Leave the drugstore at home
Why waste space and money by toting value packs of Tylenol or Cipro or doxycycline, when in big cities you can usually find cheap generic versions of common meds? Heck, in Bangkok you can readily stock up on everything from Valium to Viagra. A good rule of thumb: If a disease is endemic, you can usually find a medication to prevent or treat it (at a fraction of what you’d pay here, and usually sold over the counter). One big exception, ladies, is tampons. Although I found sanitary pads to be ubiquitous, tampons were another matter altogether. By packing a year’s supply of those tiny O.B.’s—they didn’t even fill a large Ziploc—I saved myself from many an emergency.

Build vacations into the vacation
Being the constant stranger in a strange land—navigating foreign geography, culture, language, and money on a daily basis—is wonderful but also grueling. You absolutely need time off from your traveling routine. If you’re camping a lot, splurge now and again on a hotel. If you’re racing through cities, as Nick and I did, hit the coast. We took quarterly lazy beach vacations, tanning ourselves in New Zealand, Thailand, and Tanzania.

Bring U.S. dollars
Though most travel guides warn against carrying them, sometimes only greenbacks will do. On the Tanzanian island of Zanzibar, dollars are the currency of choice, not the Tanzanian shilling. Traveler’s checks aren’t widely accepted there, so we had to exchange U.S. traveler’s checks for Tanzanian shillings and then turn around and exchange the shillings for dollars, losing about 15 percent of the value in the process. Take advantage of opportunities to stock up on cash (like in hard-currency-starved Cambodia, where banks will exchange traveler’s checks denominated in dollars for their face value in American bills).

Know when to be brave
Sure, the world can be dangerous, and, yes, prudence is a good thing, but sometimes the State Department goes over the top with its travel warnings. Kenya and Nepal are both on the current no-go list, even though plenty of tourists happily visit these places. Of course, terrorism is always a consideration, but if that’s the main criterion for warnings, New York City is as dangerous as New Delhi. We skipped a stop in Yemen as was advised, but ignored the warning about India, where we had a grand time and got great deals because other tourists were staying away.

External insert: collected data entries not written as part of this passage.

PR #247, opened 2022-05-10
fix(sdk/prettier-schematics): include `.angular/cache` and `src/assets` in Prettier's ignore file

Blackbaud-TrevorBurch:


libs/sdk/prettier-schematics/src/schematics/ng-add/ng-add.schematic.spec.ts
```diff
@@ -130,6 +130,12 @@ dist
 node_modules
 package-lock.json
 
+# Ignore: assets
+src/assets
```
Blackbaud-SteveBrush: What about assets for libraries or applications that live in the `projects` directory?

libs/sdk/prettier-schematics/src/schematics/ng-add/ng-add.schematic.spec.ts
```diff
@@ -130,6 +130,16 @@ dist
 node_modules
 package-lock.json
 
+# Ignore assets
+/src/assets
+/projects/*/src/assets/
```
Blackbaud-SteveBrush, line 135: You have a trailing slash here, but not on `/src/assets`. Does that produce a different effect?

Blackbaud-SteveBrush: From `.gitignore`'s docs: "If there is a separator at the end of the pattern then the pattern will only match directories, otherwise the pattern can match both files and directories."
https://git-scm.com/docs/gitignore#_pattern_format
Maybe we should put a trailing slash on the first one, too, then.

Blackbaud-SteveBrush (approved):

PR #28, opened 2017-09-19
[NARS] [estess] Fix test failures in T63000A due to V63001A code changes

nars1:
Test:
------
E_ALL run many times to test the fixes

README
-------
Below are general changes

* This is a project that updates T63000A (which is a copy of the test system that is in sync with GT.M V63000A)
  so it runs fine with GT.M V63001A (and the various code changes it comes with). Lots of test failures were fixed.
  Most of the test changes were to fix the reference files so they conform to the latest code changes.
  For example,
	a) New DBFILECREATED message prefix shows up whenever a database file is created.
	b) MUPIP INTEG output changed (due to block-split logic code changes in V63001A).
	c) The default GDS block size changed from 1K to 4K. This caused the same data to be held by fewer # of
		GDS blocks than before. This in turn affected the record number in MUPIP LOAD -FORMAT=BIN,
		MUPIP BACKUP etc. where each record is a block.
	d) The default jnl buffer size changed from 2308 to 2312. This also caused a new JNLBUFFDBUPD or
		JNLBUFFREGUPD message in some cases.
	e) The DSE DUMP -FILE output has a few more fields (asyncio, online freeze etc.).
	f) The GDE SHOW output has more columns and rework of previous column layout.
	g) Names of error messages issued in certain scenarios have changed. For example
		1) GVSUBSERR -> NOCANONICNAME in gde/outref/errors.txt
		2) NOREGION -> CLISTRTOOLONG in longname/outref/lock.txt
		3) JNLINVALID -> JNLSWITCHFAIL in mupjnl/u_inref/C9C04001977.csh
		4) MAXNRSUBSCRIPTS -> GVNAKED in v234/outref/v234.txt
		5) DBMISALIGN -> DBTOTBLK in v54002/outref/C9K11003341.txt
		6) REQROLLBACK message now prints MUPIP JOURNAL -ROLLBACK -NOONLINE (instead of MUPIP JOURNAL ROLLBACK)
	h) MUPIP SET now prints the database access method (MM or BG).
	i) MUPIP JOURNAL -SHOW has few new lines (Last EOF Written etc.)
	j) New REGFILENOTFOUND message shows up whenever a db file is not found
  The above applies to various tests.

* In some cases, the test scripts had to be fixed to account for the new behavior.
  For example, tests that relied on a 1K block size default now had their dbcreate.csh invocation changed to pass
	-block_size=1024 explicitly since the new default is 4K. This applies to various tests.

* Additionally, the block-split logic code changes caused the layout of the records to change.
  For example, the dse test relies on the positioning of records at certain blocks and offsets and that had to
	be fixed by finding where the same data is now placed and using that new block # and offset.
  This applies to various tests.

Below are specific changes that require a bit more explanation. Any change that is not explained below is
	a fix to the reference file to match the new code behavior.

* com/genmsgs.m : Handle messages with !AD!AD usage where the two !ADs are not separated by a space.
	ZGBLDIRACC was the only exception previously whereas ASYNCIONOMM is the new one so rework the
	code to avoid hardcoding of these exceptions. In these cases, make sure each !AD gets written without
	a newline in between but once all !ADs are written, all those pending newlines are written. So in
	the case of !AD!AD (ASYNCIONOMM), 2 newlines are written whereas in the case of !AD!AD!AD (ZGBLDIRACC),
	3 newlines are written.

* com/gtmtest.csh : sr_unix/check_trigger_support.csh no longer exists in V63001A. So assume triggers are always
	supported. This meant removing gtm_platform_triggers_support and PLATFORM_TRIGGER and PLATFORM_NOTRIGGER
	usages (in com/outref.awk, com/process.awk, longstr/outref/max_strlen.txt) as well.

* com/lotsvar.m : Ensure global names of the form ^%Y... are never generated as they are invalid from V63001A
	onwards (reserved for statsdb usages).

* collation/inref/ylct.m, errors/inref/erransi.m, pattern/inref/t.m, v62001/inref/gtm8174.m
	The compiler now evaluates literal expressions and therefore errors out at compile time whereas previously
	it did not. The M program was fixed to move the literal expression into an XECUTE to avoid the compiler error.

* increment/inref/incrgv4.m : Remove ZTSTART/ZTCOMMIT usages as that causes assert failures occasionally.
	> %GTM-F-ASSERT, Assert failed in sr_port/jnl_write.c line 501 for expression
		((!IS_TP(rectype) && !IS_ZTP(rectype)) || (0 != ((struct_jrec_upd *)jfb->buff)->update_num))

* mupip/u_inref/mu_set.csh : MUPIP SET -FILE -A conflicts with new -ASYNCIO qualifier so fully spell out -ACCESS_METHOD

* online_rollback/inref/nontp.m : Fix test since updates to non-replicated regions do not result in DBROLLEDBACK error
	in V63001A.

* read_only/u_inref/tstmrundown.csh AND read_only/u_inref/tstrundown.csh
	ftok semaphore is leftover in V63001A in case of a DBRDONLY error from mupip rundown.
	Therefore fix test to give read-write permissions and redo rundown before proceeding to avoid test
	failures when it later checks leftover ipcs.

* repl_misc_qual/u_inref/repl_misc_qual.csh : In V63001A, MUPIP REPLICATE CHANGELOG returns status of 0 if no log
	change happens. Take this opportunity to also reduce test runtime.

* spanning_nodes/u_inref/dse.csh : Default block size is now 4K so increase the 3000 record size (used previously
	to guarantee a spanning node with a block size of 1K) to be more than 4K.

* v43001d/u_inref/D9C08002195.csh : sort the output to account for ftok-order of region output (which is
	non-deterministic as it is based on the inode of the .dat file)

* v53003/inref/c003044.m, v62002/outref/gtm8087.txt : Account for new BTD statistic.

* v54002/inref/C9B04001673a.m : Fix M program so the V63001A behavior is considered as a PASS

* v54002/inref/D9K05002773.m AND v54002/u_inref/D9K05002773.csh
	v54002/D9K05002773 test relies on index block fill factor of 90% which in turn relies on 1K block size
	so use 1K blocksize explicitly in dbcreate.csh invocation. Remove test_specific_gde since that causes
	dbcreate.csh to not honor input

* v54003/outref/C9K11003340.txt : There is one less timer now (heartbeat timer has been removed in V63001A).

* v54003/u_inref/resync.csh : The trace buffer sizes have changed from 1Mb to 4Mb so account for that in the test.
	Or else fetchresync rollback will show up as having taken a lot more memory than resync rollback.

* v60000/inref/antifreezeutil.m : With V63001A, the result of a sequence of updates is that a reorg needs to do
	nothing. But this test relies on reorg actually modifying one block (and in turn noticing the instance freeze)
	so enhance the test to do some kills thereby making reorg do real work.

* v60000/u_inref/gtm4525c.csh : DBDANGER does not show up. Most likely due to code changes in V63001A. So remove that
	portion of the test.

* v60002/inref/peekaboo.m : Remove section that tested lower-case region names as they now imply a statsdb region
	in V63001A.

* v60002/outref/peekaboo.txt : Default block size changed from 1K to 4K

* v60003/u_inref/gtm7528.csh : Remove gtm_white_box_test_case_count=1 scenario as that is no longer relevant with
	V63001A rework of db_init() (see script for detailed comments). Remove search of REGOPENRETRY message as
	it no longer exists. Wait for backgrounded dse processes to finish before exiting from test.

* v62000/u_inref/gtm8086.csh : Processes now fail with an additional JNLSWITCHFAIL message in V63001A so take
	that into account in the test script.

* v62002/u_inref/gtm6638.csh : GDE SHOW output has changed so rework test to search for epoch-taper field.

* v63000/inref/gtm8296.m : PEEKBYNAME("gd_region.jnl_state") does not open the database in V63001A so enhance test
	script to verify this as well as open the database explicitly before redoing this and continuing with the
	test's original purpose.
* mprof/outref/general.txt : Fix mprof test failure due to <quit:0> no longer being traced by M-profiling in V63001A


nars1:
No need anymore for this pull request since a similar pull request has been merged into the T63001A branch of YottaDB/YottaDBtest.

PR #50, opened 2017-11-10
[NARS1] [estess] Fix v62001/gtm8206 test failure due to code now runn…

nars1:
…ing lot faster than before

The test did the below (in an expect script).

	for i=1:1:2000000 set a(i)=i
	merge b=a

And sends a Ctrl-C 2 seconds after the merge command has started. That usually takes 8 seconds to run even on a fast server and so the Ctrl-C always happens and b(2000000) is never set when the test checks it later. But with the latest stpg_sort() performance enhancements (see https://github.com/YottaDB/YottaDB/issues/85), the merge finished in 0.7 seconds and so the Ctrl-C was a no-op. And disturbed the timing that the test was expecting resulting in a failure.

The test is now fixed by changing the "merge b=a" to a "for i=1:1  merge b(i)=a" so we are guaranteed it is an infinite loop however fast a machine is. And after 2 seconds the test will interrupt this process and check if a GTM-I-CTRLC message shows up (like it used to). But the check that b(2000000) is indeed undefined is now removed. That is an indirect verification of the fact that the for loop did not run to completion due to the Ctrl-C and not necessary in my opinion since we are about to issue a "halt" soon after and if the loop indeed did not get interrupted, the halt would not get control and the test would not finish.

### DIFF
--- a/v62001/outref/gtm8206.txt
+++ b/v62001/outref/gtm8206.txt
@@ -1,3 +1,2 @@
-# Running expect (output: expect.out)
-1
-1
+# Running expect (output: expect.out) : Expecting a GTM-I-CTRLC message
+%GTM-I-CTRLC, CTRL_C encountered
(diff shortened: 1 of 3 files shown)


shabiel:
That's amazing!

nars1:
Thanks Sam.

PR #71, opened 2017-12-26
Fix v63000/gtm8394 subtest failure due to pthread_cancel fatal/abort message from libc; Ensure this message goes to stderr even if test was started from a terminal

nars1:


v63000/u_inref/gtm8394.csh
```diff
@@ -14,6 +17,21 @@
...
+#
+#	libgcc_s.so.1 must be installed for pthread_cancel to work
+#
+# This message is issued on the terminal where this test was issued from even if the test stdout/stderr have been
+# redirected to a file. This is because the above message is treated as a fatal libc error and those go through
+# a special function that tries to open the terminal (if available) to log the error. The following env var
+# overrides that logic and continue to log this error in stderr.
+#
+setenv LIBC_FATAL_STDERR_ 1
+set gccabort = "libgcc_s.so.1 must be installed for pthread_cancel to work"
```
estess: My concern here is grep-ping for a specific error that includes a specific version of a libgcc library. At any time this library level could be different - and could potentially even be different on different distros. The message could change too but that's less likely than the library version. Perhaps wildcard the version id?

PR #91, opened 2018-02-20
[#83] New r120/readcmdrecallhist subtest to test M READ Editing in terminal has history of 99 lines (same as direct mode)

nars1:


nars1:
expect also supports associative arrays. How about that :). It took a while but it was fun learning to program with expect. All these interactive tasks are easily automated.

PR #96, opened 2018-03-02
Work around an lsof 4.90 bug (where lsof of a specific file dumped extra output) by grepping for the specific file again

nars1:


v54000/u_inref/D9J07002728.csh
```diff
@@ -19,7 +31,8 @@ echo "# Wait until object file is created"
 $gtm_tst/com/wait_for_log.csh -log badcomp.o
 echo "# Output from lsof means badcomp.o is open (and probably locked).  We expect no output."
 ($lsof $tst_working_dir/badcomp.o > lsof.outx) >& lsof.err
-cat lsof.outx
+# lsof 4.90 had a bug where it listed extraneous output so filter that out by a grep of badcomp.o
```
estess: Just a nit here - I'd imagine lsof 4.90 *still* has the bug and will for all time. The fix is in another version so the past-tense here looks a bit strange. But it does convey it's meaning so fix if you care.

nars1: Sorry did not realize this tense mismatch. Since this is a cosmetic change I will not go through another review for this. Thanks.

PR #101, opened 2018-03-17
Test for ydb_maxtptime and ydb_dbglvl

nars1:


r120/outref/ydb_dbglvl.txt
```diff
@@ -0,0 +1,10 @@
+# Test for ydb_dbglvl env var
+# Test that gtmdbglvl=2 (print usage statistics at process end) controls ydbDebugLevel if ydb_dbglvl is undefined
```
estess: Why use ydbDebugLevel here? The name of the internal variable is still gtmDebutLevel - likely for a long time to come.

r120/u_inref/ydb_dbglvl.csh
```diff
@@ -0,0 +1,33 @@
...
+#								#
+#################################################################
+#
+echo "# Test for ydb_dbglvl env var"
+
+#
+echo '# Test that gtmdbglvl=2 (print usage statistics at process end) controls ydbDebugLevel if ydb_dbglvl is undefined'
+unsetenv ydb_dbglvl
+setenv gtmdbglvl 2
+$gtm_exe/mumps -run %XCMD 'write "ydbDebugLevel=",ydbDebugLevel,!' |& $grep "small storage performance"
```
estess: Why use a code fragment that generates an error here (ydbDebugLevel is not defined) instead of just doing say "set a=1+2" for example.

r120/outref/ydb_dbglvl.txt
nars1: To address this, I have made the code changes to say it is ydbDebugLevel in the simpleAPI branch (#59 which also houses the code changes for #115).

r120/u_inref/ydb_dbglvl.csh
nars1: I did not even realize the error until you mentioned. But thinking about it, since I am grepping for a specific string whose output is dependent only on ydb_dbglvl setting and not on the actual M line executed, I hope you are okay with any M line. Let me know if not and I will fix it.

r120/outref/ydb_dbglvl.txt
estess: I'm still missing something as my confusion runs rampant. The gtmDebugLevel variable is a C global variable not accessible from M code so unless you changed it yesterday and I don't see it yet, then it is still gtmDebugLevel even in the simpleAPI version so has not been changed, nor is there any reason to change the global variable name.

nars1: It was a typo in a comment line in the test script. And so it did not matter whether it was ydbDebugLevel or gtmDebugLevel. Now that I have made the ydbDebugLevel change, what was a typo is no longer one. Hope this clears your confusion.

PR #121, opened 2018-04-26
Changed gtm8791.exp ...

JakeYottaDB:
In order to push a timeout message and exit upon a timed out expect statement. The syntax of the send statement has also been changed so that a send statement will only be executed upon a successful expect statement.

### DIFF
--- a/v63004/u_inref/gtm8791.exp
+++ b/v63004/u_inref/gtm8791.exp
@@ -13,20 +13,26 @@
 set timeout 60
 spawn /usr/local/bin/tcsh -f
 
+expect_after {
+	timeout { timeout_procedure }
+}
+
+proc timeout_procedure { } {
+	puts "timeout occurred"
+	exit -1
+}
+
+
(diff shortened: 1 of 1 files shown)


v63004/u_inref/gtm8791.exp
```diff
@@ -13,20 +13,26 @@
...
+	exit -1
+}
+
+
 send -- "\$gtm_dist/lke\r"
 
-expect -exact "LKE>"
 # Send <Ctrl-Z>
-send -- "\x1A\r"
+expect -exact "LKE>" {send -- "\x1A\r"}
```
nars1: Now that we will exit the expect script the moment a timeout happens, do we need the change in this line? Seems like we can have expect commands and send commands in separate lines like before.

JakeYottaDB: If thats preferable I'll go ahead and change the send lines back to the former syntax.

PR #147, opened 2018-05-08
 New v63004/gtm8909 subtest (tests GTM-8909 in V63004) 

JakeYottaDB:
The help facility for the utility programs MUPIP, DSE and LKE ignores control-C; previously if a user pressed <CTRL-C> while using help, the facility could exit with a harmless, but inappropriate, ENO256 error.


v63004/u_inref/gtm8909.exp
```diff
@@ -0,0 +1,73 @@
...
+expect -exact ">"
+puts "# Start LKE help facility"
+send -- "\$gtm_dist/lke\r"
+expect -exact "LKE>"
+send -- "help\r"
+puts "# Expect Help Facility Prompt"
+expect  "Topic?"
+puts "#<Ctrl-C>"
+send -- "\x03\r"
+send -- "\r"
```
nars1: What is the need for this \r when we already have a \r in the previous line.

v63004/u_inref/gtm8909.exp
```diff
@@ -0,0 +1,73 @@
...
+puts "# Exit MUPIP>"
+expect -exact "MUPIP>"
+send -- "exit\r"
+
+puts "# Expect the shell prompt"
+expect -exact ">"
+
+interact
```
nars1: What does this interact command do?

v63004/u_inref/gtm8909.exp
```diff
@@ -0,0 +1,73 @@
...
+puts "#<Ctrl-C>"
+send -- "\x03\r"
+send -- "\r"
+puts "# Exit LKE>"
+expect -exact "LKE>"
+send -- "exit\r"
+
+puts "# Expect the shell prompt"
+expect -exact ">"
+puts "# Start DSE help facility"
```
nars1: The script flow is the same for LKE, DSE and MUPIP. It would be nice (not necessary) to fold this into a loop (for or while etc.) so we avoid code duplication. I leave the choice to you.

v63004/u_inref/gtm8909.exp
```diff
@@ -0,0 +1,73 @@
...
+	exit -1
+}
+
+puts "# Expect the shell prompt"
+expect -exact ">"
+puts "# Start LKE help facility"
+send -- "\$gtm_dist/lke\r"
+expect -exact "LKE>"
+send -- "help\r"
+puts "# Expect Help Facility Prompt"
```
nars1: This puts can be removed. It does not add much value particularly when one goes through the reference file where it moves the "help" comand that the user enters into the line after the LKE> prompt so makes it harder to understand the flow.

v63004/u_inref/gtm8909.exp
```diff
@@ -22,52 +24,54 @@ proc timeout_procedure { } {
...
-send -- "\r"
-puts "# Exit MUPIP>"
-expect -exact "MUPIP>"
-send -- "exit\r"
 
-puts "# Expect the shell prompt"
-expect -exact ">"
-
-interact
+#puts "# Expect the shell prompt"
```
nars1: Can the below commented out section be removed.

v63004/u_inref/gtm8909.exp
```diff
@@ -22,52 +24,54 @@ proc timeout_procedure { } {
...
-send -- "help\r"
-puts "# Expect Help Facility Prompt"
-expect 	"Topic?"
-puts "# <Ctrl-C>"
-send -- "\x03\r"
-send -- "\r"
-puts "# Exit DSE>"
-expect -exact "DSE>"
-send -- "exit\r"
+foreach prompt $promptList {
```
nars1: Thank you. The foreach loop looks much better.

PR #148, opened 2018-05-09
gtm8909 fix

JakeYottaDB:
Set terminal columns explicitly in gtm8909.exp, Filter out blank lines in gtm8909.csh

### DIFF
--- a/v63004/u_inref/gtm8909.csh
+++ b/v63004/u_inref/gtm8909.csh
@@ -23,7 +23,6 @@ mv expect.out expect.outx	# move .out to .outx to avoid -E- from being caught by
 perl $gtm_tst/com/expectsanitize.pl expect.outx > expect_sanitized.outx
 # The output is variable on slow vs fast systems and so filter out just the essential part of it to keep it deterministic.
 
-
-cat expect_sanitized.outx
+$grep -P "\S" expect_sanitized.outx
 
 $gtm_tst/com/dbcheck.csh >> db_log.txt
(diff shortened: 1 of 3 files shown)


v63004/u_inref/gtm8909.csh
```diff
@@ -23,7 +23,6 @@ mv expect.out expect.outx	# move .out to .outx to avoid -E- from being caught by
 perl $gtm_tst/com/expectsanitize.pl expect.outx > expect_sanitized.outx
 # The output is variable on slow vs fast systems and so filter out just the essential part of it to keep it deterministic.
 
-
-cat expect_sanitized.outx
+$grep -P "\S" expect_sanitized.outx
```
nars1: grep -P man pages say this is highly experimental (that said, knowing grep can use perl type regexp searching is a good find). So use instead $grep -v '^$'. This is a simple way to filter out empty lines. Also add a comment before this line indicating we have seen extra empty lines in rare cases of test runs on slower systems (and don't have a precise understanding of the cause) and since they are not essential, we are filtering those out.

v63004/u_inref/gtm8909.exp
```diff
@@ -24,10 +24,13 @@ proc timeout_procedure { } {
 	exit -1
 }
 
+send -- "stty cols 130\r"
```
nars1: Add a comment before this line as to WHY this is done (i.e. something like what we have in r120/u_inref/ctrlchandler.exp).

v63004/u_inref/gtm8909.csh
JakeYottaDB: grep -v '^$' has now been implemented with an appropriate comment

v63004/u_inref/gtm8909.exp
JakeYottaDB: An explanatory comment has been added

PR #151, opened 2018-05-14
New v63004/gtm5730 subtest (tests GTM-5730 in V63004)

JakeYottaDB:
The Update Process logs record types with their corresponding type description; previously it only logged the integer type value. Note that it is possible, the change could disrupt code that parses the modified results.


v63004/inref/gtm5730.m
```diff
@@ -0,0 +1,21 @@
...
+;	of its copyright holder(s), and is made available	;
+;	under a license.  If you do not know the terms of	;
+;	the license, please stop and do not read further.	;
+;								;
+;;;;;;;;;;;;;;;;;;;;;;;;;;;;;;;;;;;;;;;;;;;;;;;;;;;;;;;;;;;;;;;;;
+;
+gtm5730()
+	 TSTART
+	 FOR i=1:1:2000 set ^x(i)=i ;
+	 FOR i=1:1:2000 W ^x(i);
```
nars1: What purpose does this line (which dumps a lot of data) serve?

v63004/inref/gtm5730.m
```diff
@@ -0,0 +1,21 @@
...
+;	This source code contains the intellectual property	;
+;	of its copyright holder(s), and is made available	;
+;	under a license.  If you do not know the terms of	;
+;	the license, please stop and do not read further.	;
+;								;
+;;;;;;;;;;;;;;;;;;;;;;;;;;;;;;;;;;;;;;;;;;;;;;;;;;;;;;;;;;;;;;;;;
+;
+gtm5730()
+	 TSTART
+	 FOR i=1:1:2000 set ^x(i)=i ;
```
nars1: Since we do the 2000 SETs inside a TSTART/TCOMMIT, we are doing just ONE transaction/sequence-number. It is better to move the FOR loop outside the TSTART/TCOMMIT logic. And do 1000 of TSTART/TCOMMIT and 1000 without TSTART/TCOMMIT. That way we can expect to see TCOM as well as SET records in the reference file. In addition, it would be better to see KILL record too in the reference file.

v63004/inref/gtm5730.m
JakeYottaDB: I've removed the writing forloop

v63004/inref/gtm5730.m
JakeYottaDB: I've split the .m file into 2 forloops for 1000 individual TSTART/TCOMMIT transactions and 1000 regular transactions respectively. ^x is killed at the end of the m program to generate the kill type record.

Embrace local beauty rituals
Here’s my big admission. I’m a fake redhead. I wanted to stay red on the road, but accidents happened, like in India when a hotel beauty salon left me with dark-brown hair that looked hideous. (And I didn’t want to strip out the color and totally wreck my weary locks.) Eventually I flagged down an old pilgrim woman who had the perfect shade; she told me to use henna with coffee grounds. Not only did I manage to restore my hair to its rightful red, but I learned a great tidbit about local life. Of course, this strategy has risks: An elderly barber in Saigon gave Nick the classic GI buzz.

Try being nice to touts
“Psst, you wanna buy a rug? You need a good hotel? You want a tour?” In the developing world, touts are omnipresent and pesky. But bear in mind that they’re poor, and, relatively speaking, you’re rich, so of course they want to take advantage of your presence. Refusing is fine (and necessary, unless you’re looking to purchase 200 carpets), but remember your humanity. I had a rough time with the onslaught of neediness in Cambodia: dozens of people begging, offering me rides or shoeshines or newspapers or tours. Ignoring them made me feel terrible, and they still hounded me. Once I started talking to them, I felt less harassed and often met the human behind the sales pitch.